A partir de R$ 11 mil por formando
"Ter uma festa de formatura é uma passagem. O curso de medicina é muito sofrido. É para comemorar que você chegou vivo até o fim dos seis anos", brinca Verônica de Andrade Bastos, estudante do terceiro ano de medicina e representante da comissão de formatura da turma 58 da Unesp.
Medicina é o curso mais concorrido entre as empresas que realizam festas de formatura (direito e administração vêm, respectivamente, em segundo e terceiro lugar). A disputa é tamanha que algumas empresas se especializaram em festas para futuros doutores.
"Outros cursos têm um dia de festa e a colação. Nós temos a colação, culto ecumênico, jantar e o baile. Aí é mais caro mesmo. Mas também não sei se tem um preço inflacionado aí, fico com essa dúvida", pondera Bastos.
Enquanto as festas de formatura de outros cursos, como publicidade e psicologia, custam em torno de R$ 6 mil por formando, as de medicina saem a partir de R$ 11 mil. "Há muita diferença entre formaturas de faculdade pública e privada, por uma questão socioeconômica mesmo", diz Bastos. Numa universidade particular, uma formatura de medicina pode chegar a R$ 35 mil por formando.

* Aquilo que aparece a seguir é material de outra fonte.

Issue #256, opened 2020-12-31
'pm install' does not install packages


deefrawley:
**Describe the bug/issue**
The new package manager doesn't install packages. I can choose the package, I get the mesasage box with the details, and then the two toaster popups saying the package has been downloaded but Flow doesn't restart and the packages are not available or located in the %APPDATA%/Roaming/FlowLauncher directory. The log files logs nothing about the attempt.

Note I have completely uninstalled Flow and deleted all %APPDATA% directories afterwards for a clean install and issue persists. Running explicitly as Administrator doesn't help (Flow crashed the first time I did this and start typing 'pm' but I haven't been able to reproduced that).

**To Reproduce**
1. Activate Flow
2. Type 'pm install' and choose any package
3. Click 'yes' on the message box showing the plugin details and confirming you want to install
4. Toaster popup saying 'downloading...''
5. Toaster popup saying downloading has finished.
6. Nothing else happens. Enter Flow Settings - Plugins tab and nothing new listed.

**Your System**
```
Windows build number: 10.0.19042.6851
Flow Launcher version: 1.6 
```
**Flow Launcher Error Log**
[2021-01-01.txt](https://github.com/Flow-Launcher/Flow.Launcher/files/5758428/2021-01-01.txt)

taooceros:
@jjw24 
![image](https://user-images.githubusercontent.com/45326534/103431818-46264400-4c11-11eb-976a-f46f8433a985.png)
Seems the translation in catch is false.

taooceros:
> (Flow crashed the first time I did this and start typing 'pm' but I haven't been able to reproduced that)

That may because you access the downloaded manifest before it has downloaded successfully. Will add a default List for access, since plugins are initialized async.

taooceros:
Haven't been able to reproduce the error...... Is it possible for me to provide you with an edited version of plugin manager with more error handling so that you can log the error so we can look up?

taooceros:
[Flow.Launcher.Plugin.PluginsManager.zip](https://github.com/Flow-Launcher/Flow.Launcher/files/5758536/Flow.Launcher.Plugin.PluginsManager.zip)

Take a try on replacing the Flow.Launcher.Plugin.PluginsManager.dll with this one and check whether Logger can record the error?

deefrawley:
Replaced the file and Flow won't even launch now, no log created at all. 
[...]

PR #257, opened 2021-01-01
Fix error handling in PluginsManager and plugins query, fixed postbuild script duplicate deletion during build

jjw24:
- Fix wrong error message for PluginsManager
- Added try catch for install plugin call
- Added try catch for querying plugin and plugins tasks
- Fixed postbuild script to remove duplicate with the condition that the versions are the same. Specific to issue 256, the direct  package reference (ICSharpCode.SharpZipLib 1.2.0) used by PluginsManager has a different version to the output of other packages' ICSharpCode.SharpZipLib (0.86) dependency.

Closing #256

### DIFF
--- a/Flow.Launcher/ViewModel/MainViewModel.cs
+++ b/Flow.Launcher/ViewModel/MainViewModel.cs
@@ -422,7 +422,7 @@ namespace Flow.Launcher.ViewModel
                                     }
                                     catch(Exception e)
                                     {
-                                        Log.Exception($"|MainViewModel|Exception when querying {plugin.Metadata.Name}", e);
+                                        Log.Exception("MainViewModel", $"Exception when querying the plugin {plugin.Metadata.Name}", e, "QueryResults");
                                     }
                                 }
                             });
@@ -442,7 +442,7 @@ namespace Flow.Launcher.ViewModel
                         }
                     }, currentCancellationToken).ContinueWith(t =>
                     {
-                        Log.Exception("|MainViewModel|Error when querying plugin", t.Exception?.InnerException);
+                        Log.Exception("MainViewModel", "Error when querying plugins", t.Exception?.InnerException, "QueryResults");
                     }, TaskContinuationOptions.OnlyOnFaulted);
                 }
             }
--- a/Flow.Launcher/ViewModel/MainViewModel.cs
+++ b/Flow.Launcher/ViewModel/MainViewModel.cs
@@ -21,6 +21,7 @@ using Flow.Launcher.Plugin.SharedCommands;
 using Flow.Launcher.Storage;
 using System.Windows.Media;
 using Flow.Launcher.Infrastructure.Image;
+using Flow.Launcher.Infrastructure.Logger;
 
 namespace Flow.Launcher.ViewModel
 {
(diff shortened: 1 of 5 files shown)


taooceros:
Would you please add a continue with for the task that do the query jobs of Plugins to catch the exception thrown by Plugins? There is an option that will only run the continue with on fault, which means error thrown.

taooceros:
> Would you please add a continue with for the task that do the query jobs of Plugins to catch the exception thrown by Plugins? There is an option that will only run the continue with on fault, which means error thrown.

Or maybe a try catch within the parallel. Foreach to catch the error and throw them to log.

taooceros:
@jjw24 I added the exception handling for plugin querying, please check.

jjw24:
> @jjw24 I added the exception handling for plugin querying, please check.

looks good, thank you

taooceros:
Just a question before approval, why should we have different version of the same dll reference? I don't believe we use sharpziplib in other places than our PluginsManager, so why should that fix it?

jjw24:
not as a direct reference, but some assemblies possibly in Infrastrucutre project use it as an indirect reference as far as i understand,  which results in the dll being outputted in the parent folder. Additionally our default plugins still reference Infrastructure, and because we need plugins to output all dlls, the indirect referenced sharpziplib is also being outputted in those plugins.

taooceros:
Just a question before approval, why should we have different version of the same dll reference? I don't believe we use sharpziplib in other places than our PluginsManager, so why should that fix it?

> not as a direct reference, but some assemblies possibly in Infrastrucutre project use it as an indirect reference (different version) as far as i understand, which results in the dll being outputted in the parent folder. Additionally our default plugins still reference Infrastructure, and because we need plugins to output all dlls, the indirect referenced sharpziplib is also being outputted in those plugins.

Oh you are right, but why don't we make those version the same? Since the only reason we reference to Infrastructure is that this plugin is native.

jjw24:
> Just a question before approval, why should we have different version of the same dll reference? I don't believe we use sharpziplib in other places than our PluginsManager, so why should that fix it?
> 
> > not as a direct reference, but some assemblies possibly in Infrastrucutre project use it as an indirect reference (different version) as far as i understand, which results in the dll being outputted in the parent folder. Additionally our default plugins still reference Infrastructure, and because we need plugins to output all dlls, the indirect referenced sharpziplib is also being outputted in those plugins.
> 
> Oh you are right, but why don't we make those version the same? Since the only reason we reference to Infrastructure is that this plugin is native.

well our direct reference is 1.2.0, the indirect one is 0.89. Dont think there is a easy way to lift the other assemblies' referenced version

taooceros:
> > Just a question before approval, why should we have different version of the same dll reference? I don't believe we use sharpziplib in other places than our PluginsManager, so why should that fix it?
> > > not as a direct reference, but some assemblies possibly in Infrastrucutre project use it as an indirect reference (different version) as far as i understand, which results in the dll being outputted in the parent folder. Additionally our default plugins still reference Infrastructure, and because we need plugins to output all dlls, the indirect referenced sharpziplib is also being outputted in those plugins.
> > 
> > 
> > Oh you are right, but why don't we make those version the same? Since the only reason we reference to Infrastructure is that this plugin is native.
> 
> well our direct reference is 1.2.0, the indirect one is 0.89. Dont think there is a easy way to lift the other assemblies' referenced version

hmmm you are right. Maybe we should take a look later, but merging this now.

taooceros (approved):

As pessoas na sala de jantar
Enquanto os formandos competem entre si para saber qual ano teve a melhor festa, as famílias precisam fazer um malabarismo não só para pagar as prestações da festa, mas para juntar num só espaço-tempo jovens e familiares mais idosos.
"Eles colocam tantos atrativos que vira uma balada. A confraternização familiar, que é o principal da festa, acaba ficando de lado já que familiares mais velhos, como tias e avós, não aguentam a música alta nem os jovens bêbados", diz a bancária Solange da Conceição Gonçalves Novaes.
Embora Novaes tenha se formado há algum tempo, ela é habitué de formaturas: dos treze sobrinhos de sua família, oito estão em idade de se formar na faculdade — incluindo sua filha, que se formou ano passado e fará festa de formatura em junho.
"No fim, os pais e os familiares, que pagam a festa e os quatro, cinco anos de faculdade, não aproveitam. Talvez uma saída fosse separar os dias de festa: um dia faz um jantar para a família, no outro eles fazem a balada deles", diz a bancária, para emendar logo em seguida: "Se bem que isso pode encarecer ainda mais."